▶ [Task to complete]
Which lines of the records contain the word "function"? Show each of them.

Extracted records:
● ● ● ● ● ● ●

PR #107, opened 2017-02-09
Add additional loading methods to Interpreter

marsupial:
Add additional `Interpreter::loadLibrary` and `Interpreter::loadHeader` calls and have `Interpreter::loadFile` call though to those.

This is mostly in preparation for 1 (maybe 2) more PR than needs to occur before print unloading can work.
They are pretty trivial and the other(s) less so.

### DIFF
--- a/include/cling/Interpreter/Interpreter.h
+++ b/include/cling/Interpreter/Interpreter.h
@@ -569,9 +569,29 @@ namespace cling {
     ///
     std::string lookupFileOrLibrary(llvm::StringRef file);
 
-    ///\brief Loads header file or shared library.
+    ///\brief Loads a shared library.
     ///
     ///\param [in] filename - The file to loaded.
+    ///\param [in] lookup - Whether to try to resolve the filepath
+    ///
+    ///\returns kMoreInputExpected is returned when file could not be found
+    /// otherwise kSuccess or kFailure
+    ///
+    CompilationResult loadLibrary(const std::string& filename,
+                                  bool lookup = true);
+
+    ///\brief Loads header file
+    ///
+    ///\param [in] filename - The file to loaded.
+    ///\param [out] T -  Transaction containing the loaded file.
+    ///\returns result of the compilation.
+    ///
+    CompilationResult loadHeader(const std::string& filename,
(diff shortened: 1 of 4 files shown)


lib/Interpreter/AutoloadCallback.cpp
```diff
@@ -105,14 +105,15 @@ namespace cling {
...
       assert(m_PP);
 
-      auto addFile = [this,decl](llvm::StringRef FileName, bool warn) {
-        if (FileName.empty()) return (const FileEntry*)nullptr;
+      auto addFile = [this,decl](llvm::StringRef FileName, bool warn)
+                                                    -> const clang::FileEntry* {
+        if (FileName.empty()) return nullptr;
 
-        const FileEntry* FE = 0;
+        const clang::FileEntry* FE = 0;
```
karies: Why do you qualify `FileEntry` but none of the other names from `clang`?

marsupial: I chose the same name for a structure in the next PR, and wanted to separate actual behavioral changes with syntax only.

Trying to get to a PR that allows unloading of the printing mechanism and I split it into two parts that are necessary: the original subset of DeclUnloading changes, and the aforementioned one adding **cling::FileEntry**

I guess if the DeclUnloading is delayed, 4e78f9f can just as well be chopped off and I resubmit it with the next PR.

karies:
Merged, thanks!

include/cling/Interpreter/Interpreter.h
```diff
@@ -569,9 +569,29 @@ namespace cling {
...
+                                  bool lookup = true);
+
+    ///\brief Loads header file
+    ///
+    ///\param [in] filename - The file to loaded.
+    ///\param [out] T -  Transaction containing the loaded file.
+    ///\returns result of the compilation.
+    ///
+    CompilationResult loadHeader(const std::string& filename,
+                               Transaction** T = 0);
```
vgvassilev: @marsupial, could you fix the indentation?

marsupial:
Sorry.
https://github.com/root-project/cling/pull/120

● ● ● ● ● ● ●

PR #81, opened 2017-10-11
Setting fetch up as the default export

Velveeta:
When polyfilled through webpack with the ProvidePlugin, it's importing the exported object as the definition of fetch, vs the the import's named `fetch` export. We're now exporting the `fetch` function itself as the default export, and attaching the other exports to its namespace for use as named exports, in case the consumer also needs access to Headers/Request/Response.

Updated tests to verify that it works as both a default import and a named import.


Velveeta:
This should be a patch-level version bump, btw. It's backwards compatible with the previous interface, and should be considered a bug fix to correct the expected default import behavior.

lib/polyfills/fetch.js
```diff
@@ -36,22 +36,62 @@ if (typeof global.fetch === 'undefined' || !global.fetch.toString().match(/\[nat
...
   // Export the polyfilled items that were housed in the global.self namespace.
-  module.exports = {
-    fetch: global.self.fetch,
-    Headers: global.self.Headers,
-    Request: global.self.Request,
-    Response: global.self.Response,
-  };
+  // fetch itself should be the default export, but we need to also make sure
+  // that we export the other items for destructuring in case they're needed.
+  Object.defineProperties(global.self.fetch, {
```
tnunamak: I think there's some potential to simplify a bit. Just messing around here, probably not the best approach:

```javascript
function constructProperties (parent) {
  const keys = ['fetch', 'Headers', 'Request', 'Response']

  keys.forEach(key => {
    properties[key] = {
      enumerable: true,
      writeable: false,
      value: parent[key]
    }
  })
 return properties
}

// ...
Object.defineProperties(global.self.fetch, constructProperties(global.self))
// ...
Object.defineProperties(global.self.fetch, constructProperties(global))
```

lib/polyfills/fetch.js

● ● ● ● ● ● ●

▶ [Answer for this exercise]
When polyfilled through webpack with the ProvidePlugin, it's importing the exported object as the definition of fetch, vs the the import's named `fetch` export. We're now exporting the `fetch` function itself as the default export, and attaching the other exports to its namespace for use as named exports, in case the consumer also needs access to Headers/Request/Response.
function constructProperties (parent) {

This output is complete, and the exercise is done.